_WHAT IS BEING ASKED_. Give back an exact copy of the lines in the records below, from the line that has "PR #2601, opened 2019-08-20" through the line that has "PR #6153, opened 2024-01-22", and nothing besides.

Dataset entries
┏━━
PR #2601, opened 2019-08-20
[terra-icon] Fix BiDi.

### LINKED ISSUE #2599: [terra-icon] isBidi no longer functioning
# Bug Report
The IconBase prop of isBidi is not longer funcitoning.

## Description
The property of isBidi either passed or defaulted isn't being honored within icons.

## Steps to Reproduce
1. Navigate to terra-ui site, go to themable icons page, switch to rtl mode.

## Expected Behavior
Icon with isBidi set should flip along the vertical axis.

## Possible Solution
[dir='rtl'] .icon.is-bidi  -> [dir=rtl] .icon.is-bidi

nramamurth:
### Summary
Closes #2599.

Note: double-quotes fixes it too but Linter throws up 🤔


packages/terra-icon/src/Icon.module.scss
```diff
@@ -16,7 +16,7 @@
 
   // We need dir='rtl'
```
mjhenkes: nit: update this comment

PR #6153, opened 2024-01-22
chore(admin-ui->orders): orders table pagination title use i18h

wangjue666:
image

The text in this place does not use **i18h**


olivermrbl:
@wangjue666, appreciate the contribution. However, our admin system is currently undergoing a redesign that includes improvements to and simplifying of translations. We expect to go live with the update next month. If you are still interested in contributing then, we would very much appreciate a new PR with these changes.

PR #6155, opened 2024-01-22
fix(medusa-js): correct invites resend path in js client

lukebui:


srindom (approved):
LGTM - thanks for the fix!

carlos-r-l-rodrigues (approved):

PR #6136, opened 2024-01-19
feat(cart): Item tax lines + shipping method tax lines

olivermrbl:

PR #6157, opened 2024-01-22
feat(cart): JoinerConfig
┗━━
┏━━
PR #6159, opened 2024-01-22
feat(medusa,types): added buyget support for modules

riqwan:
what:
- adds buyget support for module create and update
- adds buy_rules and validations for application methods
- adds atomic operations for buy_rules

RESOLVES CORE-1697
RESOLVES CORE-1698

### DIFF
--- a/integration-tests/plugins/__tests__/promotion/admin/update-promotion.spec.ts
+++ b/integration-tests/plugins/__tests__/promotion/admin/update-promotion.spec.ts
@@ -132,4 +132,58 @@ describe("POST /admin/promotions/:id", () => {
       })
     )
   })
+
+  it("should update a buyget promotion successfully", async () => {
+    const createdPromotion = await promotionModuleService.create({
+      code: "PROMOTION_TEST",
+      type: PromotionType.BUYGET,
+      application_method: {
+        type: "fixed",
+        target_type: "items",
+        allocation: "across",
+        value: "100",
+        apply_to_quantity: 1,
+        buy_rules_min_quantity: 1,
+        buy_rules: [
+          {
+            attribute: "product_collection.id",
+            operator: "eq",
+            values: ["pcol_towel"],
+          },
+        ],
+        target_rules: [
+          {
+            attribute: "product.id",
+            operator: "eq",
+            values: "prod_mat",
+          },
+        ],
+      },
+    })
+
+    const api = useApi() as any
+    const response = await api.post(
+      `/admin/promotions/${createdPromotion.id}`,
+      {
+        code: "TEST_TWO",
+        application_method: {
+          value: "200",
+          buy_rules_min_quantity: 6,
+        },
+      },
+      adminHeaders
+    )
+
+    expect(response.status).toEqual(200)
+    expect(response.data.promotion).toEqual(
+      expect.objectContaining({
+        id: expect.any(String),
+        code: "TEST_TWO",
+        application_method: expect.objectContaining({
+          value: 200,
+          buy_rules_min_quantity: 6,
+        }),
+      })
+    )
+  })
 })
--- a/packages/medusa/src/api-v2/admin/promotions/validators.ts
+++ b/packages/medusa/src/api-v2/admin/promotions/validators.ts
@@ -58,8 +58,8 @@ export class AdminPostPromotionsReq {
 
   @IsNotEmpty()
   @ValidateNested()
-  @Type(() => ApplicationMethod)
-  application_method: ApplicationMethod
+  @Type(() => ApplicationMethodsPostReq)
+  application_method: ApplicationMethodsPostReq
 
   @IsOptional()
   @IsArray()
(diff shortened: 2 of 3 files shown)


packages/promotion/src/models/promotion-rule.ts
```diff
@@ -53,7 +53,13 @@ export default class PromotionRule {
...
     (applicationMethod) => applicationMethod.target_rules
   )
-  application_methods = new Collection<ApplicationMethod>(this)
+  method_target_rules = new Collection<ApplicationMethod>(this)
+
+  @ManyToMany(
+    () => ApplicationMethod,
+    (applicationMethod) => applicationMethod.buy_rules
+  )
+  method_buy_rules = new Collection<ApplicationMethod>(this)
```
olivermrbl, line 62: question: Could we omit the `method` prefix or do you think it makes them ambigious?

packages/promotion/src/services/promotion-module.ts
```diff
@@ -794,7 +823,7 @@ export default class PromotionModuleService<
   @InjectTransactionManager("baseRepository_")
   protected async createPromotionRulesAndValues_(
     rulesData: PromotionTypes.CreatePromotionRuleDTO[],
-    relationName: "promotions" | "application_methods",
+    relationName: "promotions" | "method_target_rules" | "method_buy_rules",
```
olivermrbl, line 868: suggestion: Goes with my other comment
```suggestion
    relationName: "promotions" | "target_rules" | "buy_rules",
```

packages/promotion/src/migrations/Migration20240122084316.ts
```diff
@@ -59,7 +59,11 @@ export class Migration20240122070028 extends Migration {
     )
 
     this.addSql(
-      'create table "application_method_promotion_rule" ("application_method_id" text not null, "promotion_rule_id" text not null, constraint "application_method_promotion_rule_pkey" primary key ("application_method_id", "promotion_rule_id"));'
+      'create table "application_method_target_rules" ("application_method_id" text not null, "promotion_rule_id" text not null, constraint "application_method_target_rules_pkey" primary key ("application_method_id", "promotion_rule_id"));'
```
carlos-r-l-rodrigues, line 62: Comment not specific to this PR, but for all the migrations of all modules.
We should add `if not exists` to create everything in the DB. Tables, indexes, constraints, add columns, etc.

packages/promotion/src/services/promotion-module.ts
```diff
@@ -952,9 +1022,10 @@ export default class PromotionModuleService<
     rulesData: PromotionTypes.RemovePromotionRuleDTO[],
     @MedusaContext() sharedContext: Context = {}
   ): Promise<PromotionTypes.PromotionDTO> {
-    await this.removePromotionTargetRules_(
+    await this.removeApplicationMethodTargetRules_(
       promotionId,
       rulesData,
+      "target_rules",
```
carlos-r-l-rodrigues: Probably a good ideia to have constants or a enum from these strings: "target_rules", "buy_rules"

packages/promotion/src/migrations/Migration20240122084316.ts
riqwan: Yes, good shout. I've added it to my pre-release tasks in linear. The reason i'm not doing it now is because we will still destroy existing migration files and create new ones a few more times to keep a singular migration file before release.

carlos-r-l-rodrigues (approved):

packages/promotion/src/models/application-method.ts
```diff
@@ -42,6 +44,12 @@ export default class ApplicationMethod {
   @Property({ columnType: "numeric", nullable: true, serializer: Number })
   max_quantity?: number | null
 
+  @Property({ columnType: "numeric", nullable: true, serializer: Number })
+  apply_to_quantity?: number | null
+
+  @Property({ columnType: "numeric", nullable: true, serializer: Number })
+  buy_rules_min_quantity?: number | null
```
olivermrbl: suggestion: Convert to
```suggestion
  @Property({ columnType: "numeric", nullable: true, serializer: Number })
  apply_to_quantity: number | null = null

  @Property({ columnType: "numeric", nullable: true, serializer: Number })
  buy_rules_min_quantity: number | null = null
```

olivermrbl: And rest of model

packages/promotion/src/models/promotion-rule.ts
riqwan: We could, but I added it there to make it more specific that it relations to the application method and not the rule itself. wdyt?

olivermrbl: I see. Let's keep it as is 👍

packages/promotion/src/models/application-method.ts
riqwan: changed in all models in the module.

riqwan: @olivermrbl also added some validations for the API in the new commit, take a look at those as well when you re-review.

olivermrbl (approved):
┗━━
_THE COMPLETED TASK_.
PR #2601, opened 2019-08-20
[terra-icon] Fix BiDi.

### LINKED ISSUE #2599: [terra-icon] isBidi no longer functioning
# Bug Report
The IconBase prop of isBidi is not longer funcitoning.

## Description
The property of isBidi either passed or defaulted isn't being honored within icons.

## Steps to Reproduce
1. Navigate to terra-ui site, go to themable icons page, switch to rtl mode.

## Expected Behavior
Icon with isBidi set should flip along the vertical axis.

## Possible Solution
[dir='rtl'] .icon.is-bidi  -> [dir=rtl] .icon.is-bidi

nramamurth:
### Summary
Closes #2599.

Note: double-quotes fixes it too but Linter throws up 🤔


packages/terra-icon/src/Icon.module.scss
```diff
@@ -16,7 +16,7 @@
 
   // We need dir='rtl'
```
mjhenkes: nit: update this comment

PR #6153, opened 2024-01-22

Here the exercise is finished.